The topic of monotonic timers in kernel has interested me for a while. The functions seem deceptively simple on the surface, but once you start digging you quickly realize there is a lot of hidden detail.

We've learnt that the primary reason for CLOCK_MONOTONIC and CLOCK_BOOTTIME being separate is historical: Userspace came to rely on the specific behavior of CLOCK_MONOTONIC, at which point it became impossible to remove or change it. (Which is not to say that CLOCK_MONOTONIC might not have technical merit in some special cases.)

There are a lot of topics I've not covered in this article. In addition to the CLOCK_s discussed here, linux provides a variety of other clocks with different properties. I've also limited my discussion to look at the various clocks from the perspective of clock_gettime. But the same clock definitions are used by other APIs, such as timerfd_create. If we look under the hood there, will we see the same oddities of behavior? Another interesting question I've not addressed at all: How does it look if you are writing a driver? Do you have access to the same clocks as userspace, or are there other APIs with different constraints available to you?
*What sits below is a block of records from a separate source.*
PR #1244, opened 2025-03-12
feat(cli): add `niri validate --json` to print report as json

titaniumtraveler:
This can be used to more or less trivially integrate the errors that `niri
validate` returns into your editor.

For example I wrote script that converts the json output into neovim
diagnostics on-save. (I haven't committed + pushed it yet, but when I do I will make
sure to add the link here)

image

One thing to note is that this PR also moves the `tracing` output from `stdout`
to `stderr`, (I **really** don't understand why that's not the default of `tracing_subscriber::fmt()`?!),
which *technically* might be a breaking change if there are any tools out there
trying to parse those logs.

But I think doing so is **definitely** the right thing to do *regardless* of
this PR, considering that `niri msg --json` prints its output to `stdout` as
well, which would cause the logging and the json output to interleave if both
are present. (AFAIK there is no instance of that *currently* happening that I
know of, but I could imagine some code adding a log statement somewhere and
with that causing the logging to the json output to interleave.

### DIFF
--- a/niri-ipc/src/diagnostic.rs
+++ b/niri-ipc/src/diagnostic.rs
@@ -1,0 +1,76 @@
+//! Config parsing diagnostics.
+//!
+//! The types in this module are based on `Report` and `Diagnostic` from [miette], which is what
+//! niri's config parsing uses.
+//!
+//! [miette]: https://crates.io/crates/miette
+
+use serde::Serialize;
+
+// Doc-comments in this file are losely based on ones from miette, licensed under Apache-2.0.
+//
+// https://github.com/zkat/miette
+
+/// Diagnostic from parsing a file.
+#[derive(Serialize)]
+#[cfg_attr(feature = "json-schema", derive(schemars::JsonSchema))]
+pub struct Diagnostic {
+    /// Printable message.
+    pub message: String,
+    /// Diagnostic severity.
+    pub severity: Severity,
+    /// URL to visit for a more detailed explanation.
+    pub url: Option<String>,
+    /// Additional help about this diagnostic.
+    pub help: Option<String>,
+    /// Name of the file where the diagnostic occurred.
+    pub filename: String,
+    /// Labels to apply to this diagnostic's file.
+    pub labels: Vec<Label>,
+    /// Additional related diagnostics.
+    pub related: Vec<Diagnostic>,
+}
+
+/// Diagnostic severity.
+#[derive(Serialize)]
+#[serde(rename_all = "snake_case")]
+#[cfg_attr(feature = "json-schema", derive(schemars::JsonSchema))]
+pub enum Severity {
+    /// Just some help.
+    Advice,
+    /// Warning to take note of.
+    Warning,
+    /// Critical failure.
+    Error,
+}
+
+/// Labeled [`Span`].
+#[derive(Serialize)]
+#[cfg_attr(feature = "json-schema", derive(schemars::JsonSchema))]
+pub struct Label {
+    /// Label string.
+    pub label: String,
+    /// Span the label applies to.
+    pub span: Span,
+}
+
+/// Span within a source file.
+#[derive(Serialize)]
+#[cfg_attr(feature = "json-schema", derive(schemars::JsonSchema))]
+pub struct Span {
+    /// The 0-based starting byte offset.
+    pub offset: usize,
+    /// Number of bytes this span spans.
+    pub length: usize,
+    pub start: Option<LineSpan>,
+    pub end: Option<LineSpan>,
+}
+
+#[derive(Serialize)]
+#[cfg_attr(feature = "json-schema", derive(schemars::JsonSchema))]
+pub struct LineSpan {
+    /// The 0-indexed line into the file.
+    pub line: usize,
+    /// The 0-indexed column into the file, relative to `line`.
+    pub col: usize,
+}
--- a/niri-ipc/src/diagnostic.rs
+++ b/niri-ipc/src/diagnostic.rs
@@ -63,9 +63,9 @@ pub struct Span {
     /// Number of bytes this span spans.
     pub length: usize,
     /// Starting line position of this span
-    pub start: Option<LinePosition>,
+    pub start: LinePosition,
     /// Ending line position of this span
-    pub end: Option<LinePosition>,
+    pub end: LinePosition,
 }
 
 /// Position in a document in terms of line number + character offset.
--- a/niri-ipc/src/diagnostic.rs
+++ b/niri-ipc/src/diagnostic.rs
@@ -62,15 +62,21 @@ pub struct Span {
     pub offset: usize,
     /// Number of bytes this span spans.
     pub length: usize,
-    pub start: Option<LineSpan>,
-    pub end: Option<LineSpan>,
+    /// Starting line position of this span
+    pub start: Option<LinePosition>,
+    /// Ending line position of this span
+    pub end: Option<LinePosition>,
 }
 
+/// Position in a document in terms of line number + character offset.
+///
+/// Note that this counts line numbers as declared by the KDL specification:
+/// <https://kdl.dev/spec/#section-3.18>
 #[derive(Serialize)]
 #[cfg_attr(feature = "json-schema", derive(schemars::JsonSchema))]
-pub struct LineSpan {
-    /// The 0-indexed line into the file.
+pub struct LinePosition {
+    /// The 0-indexed line position in the file.
     pub line: usize,
-    /// The 0-indexed column into the file, relative to `line`.
-    pub col: usize,
+    /// The 0-indexed character offset into the file, relative to `line`.
+    pub character: usize,
 }
--- a/niri-ipc/src/diagnostic.rs
+++ b/niri-ipc/src/diagnostic.rs
@@ -24,7 +24,7 @@ pub struct Diagnostic {
     /// Additional help about this diagnostic.
     pub help: Option<String>,
     /// Name of the file where the diagnostic occurred.
-    pub filename: String,
+    pub filename: Option<String>,
     /// Labels to apply to this diagnostic's file.
     pub labels: Vec<Label>,
     /// Additional related diagnostics.
--- a/src/cli.rs
+++ b/src/cli.rs
@@ -52,6 +52,9 @@ pub enum Sub {
         /// command line argument takes precedence.
         #[arg(short, long)]
         config: Option<PathBuf>,
+        /// Format config errors as JSON to stdout.
+        #[arg(short, long)]
+        json: bool,
     },
     /// Cause a panic to check if the backtraces are good.
     Panic,
--- a/src/main.rs
+++ b/src/main.rs
@@ -3,7 +3,7 @@ extern crate tracing;
 
 use std::fmt::Write as _;
 use std::fs::{self, File};
-use std::io::{self, Write};
+use std::io::{self, BufWriter, Write};
 use std::os::fd::FromRawFd;
 use std::path::{Path, PathBuf};
 use std::process::Command;
@@ -22,7 +22,7 @@ use niri::utils::spawning::{
 };
 use niri::utils::watcher::Watcher;
 use niri::utils::{cause_panic, version, IS_SYSTEMD_SERVICE};
-use niri_config::Config;
+use niri_config::{ipc_diagnostic, Config};
 use niri_ipc::socket::SOCKET_PATH_ENV;
 use portable_atomic::Ordering;
 use sd_notify::NotifyState;
@@ -94,13 +94,24 @@ fn main() -> Result<(), Box<dyn std::error::Error>> {
     // Handle subcommands.
     if let Some(subcommand) = cli.subcommand {
         match subcommand {
-            Sub::Validate { config } => {
+            Sub::Validate { config, json } => {
                 tracy_client::Client::start();
 
                 let (path, _, _) = config_path(config);
-                Config::load(&path)?;
-                info!("config is valid");
-                return Ok(());
+                let Err(report) = Config::load(&path) else {
+                    // Print to stderr because:
+                    // - the human-readable error also goes to stderr
+                    // - JSON output must be empty
+                    eprintln!("The config is valid.");
+                    return Ok(());
+                };
+
+                if json {
+                    let diagnostic = ipc_diagnostic::convert_to_ipc(&*report);
+                    serde_json::to_writer(BufWriter::new(io::stdout()), &diagnostic)?;
+                }
+
+                return Err(report.into());
             }
             Sub::Msg { msg, json } => {
                 handle_msg(msg, json)?;
--- a/src/main.rs
+++ b/src/main.rs
@@ -107,7 +107,7 @@ fn main() -> Result<(), Box<dyn std::error::Error>> {
                 };
 
                 if json {
-                    let diagnostic = ipc_diagnostic::convert_to_ipc(&*report);
+                    let diagnostic = ipc_diagnostic::convert_to_ipc(&*report)?;
                     serde_json::to_writer(BufWriter::new(io::stdout()), &diagnostic)?;
                 }
 
--- a/niri-config/src/ipc_diagnostic.rs
+++ b/niri-config/src/ipc_diagnostic.rs
@@ -1,5 +1,5 @@
 use miette::{LabeledSpan, SourceCode, SourceSpan, SpanContents};
-use niri_ipc::diagnostic::{Diagnostic, Label, LineSpan, Severity, Span};
+use niri_ipc::diagnostic::{Diagnostic, Label, LinePosition, Severity, Span};
 
 pub fn convert_to_ipc(diagnostic: &dyn miette::Diagnostic) -> Diagnostic {
     diagnostic_to_ipc(diagnostic, None)
@@ -78,11 +78,11 @@ fn convert_severity(value: miette::Severity) -> Severity {
 fn line_span_from_label<S: SourceCode + ?Sized>(
     code: Option<&S>,
     span: &SourceSpan,
-) -> Option<LineSpan> {
+) -> Option<LinePosition> {
     let code = code?;
     let content = code.read_span(span, 0, 0).ok()?;
-    Some(LineSpan {
+    Some(LinePosition {
         line: content.line(),
-        col: content.column(),
+        character: content.column(),
     })
 }
--- a/niri-config/src/ipc_diagnostic.rs
+++ b/niri-config/src/ipc_diagnostic.rs
@@ -36,7 +36,6 @@ fn diagnostic_to_ipc(
                     .and_then(SpanContents::name)
                     .map(ToOwned::to_owned)
             })
-            .unwrap_or_default()
         },
         labels: diagnostic
             .labels()
--- a/niri-config/src/ipc_diagnostic.rs
+++ b/niri-config/src/ipc_diagnostic.rs
@@ -1,7 +1,7 @@
-use miette::{LabeledSpan, SourceCode, SourceSpan, SpanContents};
+use miette::{miette, Context, LabeledSpan, SourceCode, SourceSpan, SpanContents};
 use niri_ipc::diagnostic::{Diagnostic, Label, LinePosition, Severity, Span};
 
-pub fn convert_to_ipc(diagnostic: &dyn miette::Diagnostic) -> Diagnostic {
+pub fn convert_to_ipc(diagnostic: &dyn miette::Diagnostic) -> Result<Diagnostic, miette::Error> {
     diagnostic_to_ipc(diagnostic, None)
 }
 
@@ -9,9 +9,9 @@ pub fn convert_to_ipc(diagnostic: &dyn miette::Diagnostic) -> Diagnostic {
 fn diagnostic_to_ipc(
     diagnostic: &dyn miette::Diagnostic,
     parent_src: Option<&dyn SourceCode>,
-) -> Diagnostic {
+) -> miette::Result<Diagnostic> {
     let src = diagnostic.source_code().or(parent_src);
-    Diagnostic {
+    Ok(Diagnostic {
         message: diagnostic.to_string(),
         severity: diagnostic
             .severity()
@@ -39,32 +39,34 @@ fn diagnostic_to_ipc(
         },
         labels: diagnostic
             .labels()
-            .map(|iter| {
-                iter.map(|label| Label {
+            .into_iter()
+            .flatten()
+            .map(|label| -> miette::Result<Label> {
+                Ok(Label {
                     label: label.label().map(ToOwned::to_owned).unwrap_or_default(),
                     span: Span {
                         offset: label.offset(),
                         length: label.len(),
-                        start: line_span_from_label(src, label.inner()),
+                        start: line_position_from_label(src, label.inner())
+                            .context("start position")?,
                         // Because miette doesn't just give us the ending line + column for
                         // some reason.
-                        end: line_span_from_label(src, &{
+                        end: line_position_from_label(src, &{
                             let label = label.inner();
                             SourceSpan::from(label.len() + label.offset())
-                        }),
+                        })
+                        .context("end position")?,
                     },
                 })
-                .collect()
             })
-            .unwrap_or_default(),
+            .collect::<miette::Result<_>>()?,
         related: diagnostic
             .related()
-            .map(|iter| {
-                iter.map(|diagnostic| diagnostic_to_ipc(diagnostic, src))
-                    .collect()
-            })
-            .unwrap_or_default(),
-    }
+            .into_iter()
+            .flatten()
+            .map(|diagnostic| diagnostic_to_ipc(diagnostic, src))
+            .collect::<miette::Result<_>>()?,
+    })
 }
 
 fn convert_severity(value: miette::Severity) -> Severity {
@@ -75,13 +77,13 @@ fn convert_severity(value: miette::Severity) -> Severity {
     }
 }
 
-fn line_span_from_label<S: SourceCode + ?Sized>(
+fn line_position_from_label<S: SourceCode + ?Sized>(
     code: Option<&S>,
     span: &SourceSpan,
-) -> Option<LinePosition> {
-    let code = code?;
-    let content = code.read_span(span, 0, 0).ok()?;
-    Some(LinePosition {
+) -> miette::Result<LinePosition> {
+    let code = code.ok_or_else(|| miette!("missing source code"))?;
+    let content = code.read_span(span, 0, 0)?;
+    Ok(LinePosition {
         line: content.line(),
         character: content.column(),
     })
--- a/niri-config/src/ipc_diagnostic.rs
+++ b/niri-config/src/ipc_diagnostic.rs
@@ -1,0 +1,89 @@
+use miette::{LabeledSpan, SourceCode, SourceSpan, SpanContents};
+use niri_ipc::diagnostic::{Diagnostic, Label, LineSpan, Severity, Span};
+
+pub fn convert_to_ipc(diagnostic: &dyn miette::Diagnostic) -> Diagnostic {
+    diagnostic_to_ipc(diagnostic, None)
+}
+
+/// Implementation based on [`miette::JSONReportHandler::render_report()`].
+fn diagnostic_to_ipc(
+    diagnostic: &dyn miette::Diagnostic,
+    parent_src: Option<&dyn SourceCode>,
+) -> Diagnostic {
+    let src = diagnostic.source_code().or(parent_src);
+    Diagnostic {
+        message: diagnostic.to_string(),
+        severity: diagnostic
+            .severity()
+            .map(convert_severity)
+            .unwrap_or(Severity::Error),
+        url: diagnostic.url().as_ref().map(ToString::to_string),
+        help: diagnostic.help().as_ref().map(ToString::to_string),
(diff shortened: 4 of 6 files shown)


titaniumtraveler:
That should be it now I think.
Though if I find a nice solution to package the diagnostic thing, I might add it to the wiki later.

titaniumtraveler:
I've now packaged my solution as editor independent [`efm-langserver`](https://github.com/mattn/efm-langserver) configuration.
<https://github.com/titaniumtraveler/efm-langserver-niri-validate>

src/cli.rs
```diff
@@ -52,6 +52,9 @@ pub enum Sub {
         /// command line argument takes precedence.
         #[arg(short, long)]
         config: Option<PathBuf>,
+        /// Format output as JSON.
```
YaLTeR, line 55: I guess this is more like, format errors as JSON?

niri-config/src/json_report.rs
```diff
@@ -0,0 +1,149 @@
...
+        JsonReport::from_diagnostic(AsRef::<dyn Diagnostic + Send + Sync>::as_ref(value), None)
+    }
+}
+
+impl JsonReport {
+    /// Implementation based on [miette::JSONReportHandler::render_report()].
+    fn from_diagnostic<D: Diagnostic + ?Sized>(
+        diagnostic: &D,
+        parent_src: Option<&dyn SourceCode>,
+    ) -> Self {
```
YaLTeR, line 27: I think we can simplify this to something like `fn from_report(report: &miette::Report)`

niri-config/src/json_report.rs
```diff
@@ -0,0 +1,149 @@
...
+use serde::Serialize;
+
+#[derive(Serialize)]
+#[cfg_attr(feature = "json-schema", derive(schemars::JsonSchema))]
+pub struct JsonReport {
+    pub message: String,
+    pub severity: Severity,
+    pub url: String,
+    pub help: String,
+    pub filename: String,
```
YaLTeR, line 11: Maybe these should be Options?

niri-config/src/json_report.rs
```diff
@@ -0,0 +1,149 @@
...
+    pub labels: Vec<Label>,
+    pub related: Vec<JsonReport>,
```
YaLTeR, line 13: When is this filled?

niri-config/src/json_report.rs
```diff
@@ -0,0 +1,149 @@
...
+}
+
+#[derive(Serialize)]
+#[cfg_attr(feature = "json-schema", derive(schemars::JsonSchema))]
+pub struct LineSpan {
+    /// 0-indexed line into the file
+    line: usize,
+    /// 0-indexed column into the file
+    col: usize,
+}
```
YaLTeR, line 138: Do we need this?

niri-config/Cargo.toml
```diff
@@ -14,10 +14,15 @@ knuffel = "3.2.0"
...
 regex = "1.11.1"
+schemars = { workspace = true, optional = true }
+serde.workspace = true
 smithay = { workspace = true, features = ["backend_libinput"] }
 tracing.workspace = true
 tracy-client.workspace = true
 
+[features]
+json-schema = ["dep:schemars"]
+
```
YaLTeR, line 25: You know, I think let's put this JsonReport into niri-ipc to avoid these extra direct deps in niri-config. It's not used there now, but if there ever appears a niri msg validate or something, it'll move there anyway.

YaLTeR: But, leave the from miette::Report in niri-config, also to avoid deps.

src/main.rs
```diff
@@ -93,13 +94,18 @@ fn main() -> Result<(), Box<dyn std::error::Error>> {
...
                 let (path, _, _) = config_path(config);
-                Config::load(&path)?;
-                info!("config is valid");
-                return Ok(());
+                let Err(report) = Config::load(&path) else {
+                    info!("config is valid");
+                    return Ok(());
+                };
+                if json {
+                    let json = JsonReport::from(&report);
```
YaLTeR, line 105: Can parsing produce multiple errors? Would it be able to in the future, like with kdlv2?

src/cli.rs
titaniumtraveler: Fair, wording was never my strong suit lol

niri-config/src/json_report.rs
titaniumtraveler: Nope, `from_diagnostic()` is (and **has** to be) recursive.
(Though you are right that I should refactor it to just take `&dyn Diagnostic` *always*)

niri-config/src/json_report.rs
titaniumtraveler: `filename` is definitely better as `String`. (And should now actually never be empty because of <https://github.com/YaLTeR/niri/pull/1244/commits/c6629b1f6e038290392baf1d9d96ded982cc48c4>)
But yeah, `url` and `help` are definitely more *optional*.

niri-config/src/json_report.rs
titaniumtraveler: Short answer is when the `miette::Report` fills them.
Long answer is that the `miette::Report` is collected from types that implement [`Diagnostic`](https://docs.rs/miette/5.10.0/miette/trait.Diagnostic.html)s, which then can decide whatever information they want to provide.

`help` and `url` are not used by `knuffel` at the moment, but *could* be in the future.
(The whole "knuffel not letting us set a `miette::Report` as error" is something that I kinda want to look into further)

titaniumtraveler: `labels` are provided every time there is something that references a position in the `knuffel` parsing.
`related` are for nested errors.

niri-config/src/json_report.rs
titaniumtraveler: Yes! Most tools need line and col instead of the byte offsets to generate diagnostics.
Regardless how stupid that is. Especially because they already have the buffer.

For example for nvim there doesn't seem to be *any* trivial way to translate byte-offset to line + column.

And for `efm-langserver` (which is what I used to build a *cross-editor* solution for all of this **requires** line+column).

niri-config/Cargo.toml
titaniumtraveler: Yeah, good idea.

src/main.rs
titaniumtraveler: If it does, they are nested in [`miette::Diagnostic::related()`](https://docs.rs/miette/5.10.0/miette/trait.Diagnostic.html#method.related).

Technically we *already* return multiple errors. For example colliding keybindings don't stop the parsing of the config and only emit an error, which then are later returned as one `Report`.

(And in the worst case we could return multiple json lines ...)

titaniumtraveler: I think the best way to show it, is an example:
image

Contains

image

So the top level error is always the "error loading config" thingy

Originally with the `JSONReportHandler` there also was the `causes` field that contains the `error parsing` and `error parsing KDL` lines, but the impl of that uses some private type of `miette` and considering I don't display the `causes` anywhere I really didn't want to invest the time to figure out how to do that with out those types.

YaLTeR: I see, thanks.

niri-config/Cargo.toml
YaLTeR: Does it? The whole point of making our own type is that it doesn't strictly depend on miette.

titaniumtraveler: *Using* `JsonReport` doesn't, but constructing it does.
The only reason why we can construct `JsonReport` in `src/main.rs` is because rust doesn't require a type to be available to be used.

`Config::load()` returns `miette::Report`, which then is converted to `JsonReport`.
(Even though `miette::Report` isn't imported in that scope)

YaLTeR: Can't you have `pub fn convert_to_json(miette::Report) -> niri_ipc::JsonReport {}` in niri-config?

titaniumtraveler: Yes. Thought I'm not sure what that gets us.
It mostly means we can't use methods as part of the implementation and `schemars` is part of the build *anyways*. Like the build artifact is shared between `niri-ipc` and `niri-config`.

I feel like that is a whole lot of refactoring for not much benefit.
Also it splits the implementation weirdly between crate boundaries, which makes the code less readable.

titaniumtraveler: (I guess *one* solution would be to split it off into a micro crate, but pretty sure that wouldn't be worth it)

YaLTeR: > It mostly means we can't use methods as part of the implementation

I'm not sure I understand. What methods? The function will be in niri-config, and it calls miette methods.

If you mean the From impls, I don't think they are needed? Like, you can just normal functions instead. And it's imo not a big deal that they are freestanding functions in niri-config instead of methods on the types.

> and schemars is part of the build anyways. Like the build artifact is shared between niri-ipc and niri-config.

I know, but it's one less crate with a feature flag to remember. And you can get the entire schema from niri-ipc instead of having to deal with two crates with feature flags.

> Also it splits the implementation weirdly between crate boundaries

Not really? The entire implementation is in niri-config, and niri-ipc just has the type. Imagine we update miette or move from miette to something else, then the impl would change but the type would remain the same (for backwards compat). Which is coincidentally the whole point of doing our own type. So I don't think there's any intention mismatch here?

titaniumtraveler: I will just do the refactor and then see how that looks like *shrug*

titaniumtraveler:
@YaLTeR Moved the types to `niri-ipc::json_report` now.

One thing that is definitely still missing are the docs and there I'm not sure how detailed they should be. (Especially for the fields because the user will probably never actually have to interact with them directly)

I will look at how they look when exported with `schemars` considering that is likely the context where they are most useful.

niri-ipc/src/diagnostic.rs
```diff
@@ -0,0 +1,76 @@
...
+    /// Printable message.
+    pub message: String,
+    /// Diagnostic severity.
+    pub severity: Severity,
+    /// URL to visit for a more detailed explanation.
+    pub url: Option<String>,
+    /// Additional help about this diagnostic.
+    pub help: Option<String>,
+    /// Name of the file where the diagnostic occurred.
+    pub filename: String,
```
YaLTeR, line 27: How does this work exactly? A filename on its own without any path doesn't seem very helpful. Is it `~/.config/niri/config.kdl` or `/etc/niri/config.kdl`?

How will this work with includes in the future?

What if the config file name has invalid UTF-8?

Should this be optional? What if in the future there's a command to validate a config snippet without writing it to a file, which seems like a logical extension to your language server idea?

niri-ipc/src/diagnostic.rs
```diff
@@ -0,0 +1,76 @@
...
+/// Span within a source file.
+#[derive(Serialize)]
+#[cfg_attr(feature = "json-schema", derive(schemars::JsonSchema))]
+pub struct Span {
+    /// The 0-based starting byte offset.
+    pub offset: usize,
+    /// Number of bytes this span spans.
+    pub length: usize,
+    pub start: Option<LineSpan>,
+    pub end: Option<LineSpan>,
```
YaLTeR, line 66: I am still very much not convinced that niri is the right place to compute this.

- I really don't like that this is fallible. We just parsed the config, what do you mean we can't figure out the line numbers?
- Miette's own JSONReport doesn't have this information.
- The editor seems like a better suited place for computing the lines. It probably has the info already cached. Whereas in niri if you go inside `SourceCode::read_span()` impls, it will read byte by byte and count the newlines. Twice for every single label. That's a lot of work that the editor had literally already done.
- If you need to return this from the language server, then arguably it should be computed on the language server side, which is an expected long-running process that has persistent cache for all the files it's working with. Once again it can compute the lines much faster there.

YaLTeR (commented):
I pushed some docs and cosmetic changes. Now, unfortunately I'm back with questions about line and column numbers.

YaLTeR:
The CI fail found a bug on main, I'll fix it there.

YaLTeR:
The stderr logging commit is now on main

niri-ipc/src/diagnostic.rs
titaniumtraveler: > How does this work exactly? A filename on its own without any path doesn't seem very helpful. Is it `~/.config/niri/config.kdl` or `/etc/niri/config.kdl`?

The filename is **exactly** the filename is set by the [`miette::SourceCode`](https://docs.rs/miette/latest/miette/trait.SourceCode.html). In `niri`s case it is what is set by the parse: https://github.com/YaLTeR/niri/blob/4f46374e21ee57849b6debddc77ba8c532d2e2b6/niri-config/src/lib.rs#L2152-L2157

> How will this work with includes in the future?

It will work as long as the config name is set as part of the parsing.
 
> What if the config file name has invalid UTF-8?

`miette` doesn't allow that in the first place. (Which is honestly pretty weird to me, but I guess it is what we are working with *shrug*) <https://docs.rs/miette/latest/miette/trait.SpanContents.html#method.name>

> Should this be optional? What if in the future there's a command to validate a config snippet without writing it to a file, which seems like a logical extension to your language server idea?

Yeah, you are probably correct that it should be optional, but provided when ever possible. For example when feeding the file via stdin (or any similar non-file), the user should be able to **set** a filename that is associated with the output.

As for the language server protocol in specific, all diagnostics are associated with a "resource", which are identified by an URI.
See
- <https://microsoft.github.io/language-server-protocol/specifications/lsp/3.17/specification/#diagnostic>
- <https://microsoft.github.io/language-server-protocol/specifications/lsp/3.17/specification/#uri>

niri-ipc/src/diagnostic.rs
titaniumtraveler: > I am still very much not convinced that niri is the right place to compute this.
> 
>     * I really don't like that this is fallible. We just parsed the config, what do you mean we can't figure out the line numbers?

It being fallible is not really something that happens in *our* cases.
It is more about some implementations of the `miette` traits that might not give us the information.

>     * Miette's own JSONReport doesn't have this information.

But the visual output *has*. (Else it wouldn't be able to reference the code)

>     * The editor seems like a better suited place for computing the lines. It probably has the info already cached. Whereas in niri if you go inside `SourceCode::read_span()` impls, it will read byte by byte and count the newlines. Twice for every single label. That's a lot of work that the editor had literally already done.
> 
>     * If you need to return this from the language server, then arguably it should be computed on the language server side, which is an expected long-running process that has persistent cache for all the files it's working with. Once again it can compute the lines much faster there.

I *generally* agree with you there, but for example [`efm-langserver`](https://github.com/mattn/efm-langserver) does **not** give you the option to give it the byte offsets.
It basically comes down to the question: Do we rather **require** smarter clients, or do we support dumber clients as well, but do a bit more work.

I guess the best compromise would be to make the line spans optional.

titaniumtraveler:
I also updated <https://github.com/titaniumtraveler/efm-langserver-niri-validate> to make sure it still runs as expected.

niri-ipc/src/diagnostic.rs
YaLTeR: > It being fallible is not really something that happens in our cases.
> It is more about some implementations of the miette traits that might not give us the information.

Well, we shouldn't push our implementation weirdness to IPC clients. If we're expected to be able to provide column and line info for anything we parse (and when wouldn't we?), then it should not be optional.

> I guess the best compromise would be to make the line spans optional.

Hmm, not a big fan of that. Just a weird extra CLI flag. If we provide line spans then let's always provide them.

> I generally agree with you there, but for example [efm-langserver](https://github.com/mattn/efm-langserver) does not give you the option to give it the byte offsets.
It basically comes down to the question: Do we rather require smarter clients, or do we support dumber clients as well, but do a bit more work.

I also have this question: is there a defined way to handle e.g. \r\n vs. \n for line counting? If yes, then where is it defined? Maybe there are multiple competing standards? E.g. LSP does one thing, but something else does another thing? This is FWIW another argument against doing this inside niri: efm-langserver knows that it's targeting LSP where this is presumably defined, so it can adjust as necessary, but niri doesn't know that it's targeting LSP.

And a sidenote, is the end LineSpan even needed? https://github.com/mattn/efm-langserver/issues/287 seems like it's unused.

titaniumtraveler: > > It being fallible is not really something that happens in our cases.
> > It is more about some implementations of the miette traits that might not give us the information.
> 
> Well, we shouldn't push our implementation weirdness to IPC clients. If we're expected to be able to provide column and line info for anything we parse (and when wouldn't we?), then it should not be optional.

I mean what happens when we actually don't in some case? Be it because of a bug, or any other reason. I think it should be fine to write IPC clients assuming it is never null. (That's an assumption that I wrote mine with) The alternatives are either to return some sentinel values like `(0,0),(0,0)` or panic and I think just returning the explicitly `null` values is the best option of that.

> > I guess the best compromise would be to make the line spans optional.
> 
> Hmm, not a big fan of that. Just a weird extra CLI flag. If we provide line spans then let's always provide them.

I don't really care either way. As long as there is a way to get them it is fine by me.

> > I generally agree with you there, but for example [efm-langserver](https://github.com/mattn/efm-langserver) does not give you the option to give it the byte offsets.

I hope this article has answered some of your questions about clocks in linux, or at the very least that it has given you a starting point for your own investigations.

[1]

At least as far as I can tell this is true, though I struggle to find any location in either intel/AMDs x86_64 documentation or in the aarch64 documentation which specifies this. Instead, I've written a small program to help me verify this experimentaly: hardware_counter.c. This program shows that on my x86_64 system, rdtsc gets reset to zero after suspend, while on my aarch64 system, CNTVCT is paused while the system is in suspend.

[2]

One interesting thing which jumps out is that there is a big loop around most of the function body. The loop is an alternative to locking, it's a really neat trick! The whole vdso_data structure can be updated concurrently while we are reading from it in userspace, and if that happens our whole computation might be messed up. But the implementation of do_hres goes ahead and assume that a concurrent update won't happen. At the start and of the loop, it reads out a "generation counter" (vd->seq), and at the end of the loop it reads it again and checks that the value hasn't changed. If the value has changed, the data structure must have changed while we were reading from it, and we retry (there is one more detail: if the generation is odd, it indicates the structure is being written to, so the program spins until the counter becomes even again).

[3]

cycle_last also gets updated in the suspend/resume handlers. This is to account for the fact that the system might run for some amount of time after the suspend handler and before the resume handler, during which time the high-resolution counter (rdtsc) will still be advancing. See here and here.

[4]

The clock used to count the amount of time the system was suspend presumably will have a different resolution from the clock high-resolution clock sampled for clock_gettime. Additionally, some inaccuracy will be introduced when switching between the two clocks. This should mean that some error will be introduced to CLOCK_BOOTTIME whenever the system does a suspend-cycle. I haven't yet taken the time to a) look into which clock is used in suspend and b) to measure this error.